The problem —
Here are the records. Print them all exactly.

[[ Extracted material, beginning ]]

Issue #6579, opened 2024-02-05
FE - Vote weight should increase upvote count on UX


HIM92:
## Description
When someone owns Stake, and they upvote a post - the upvote count should go up by the vote weight of the user with stake. 

Example: If a post has 3 upvotes, and a user with 3 vote weight from 3 stake upvotes it, then hte post will have 6 upvotes now. This should be viewable at the forum level wihtout needing to click into the upvote drawer. 

There is an exisitng component on the backend for this. 

## Project Owner
@HIM92 

## Engineering Requirements
The upvote count accurately reflects the number of upvotes given to the post as well as the stake based vote weight owned by the users.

[[ Extracted material, end ]]

Your solution —
Issue #6579, opened 2024-02-05
FE - Vote weight should increase upvote count on UX


HIM92:
## Description
When someone owns Stake, and they upvote a post - the upvote count should go up by the vote weight of the user with stake. 

Example: If a post has 3 upvotes, and a user with 3 vote weight from 3 stake upvotes it, then hte post will have 6 upvotes now. This should be viewable at the forum level wihtout needing to click into the upvote drawer. 

There is an exisitng component on the backend for this. 

## Project Owner
@HIM92 

## Engineering Requirements
The upvote count accurately reflects the number of upvotes given to the post as well as the stake based vote weight owned by the users.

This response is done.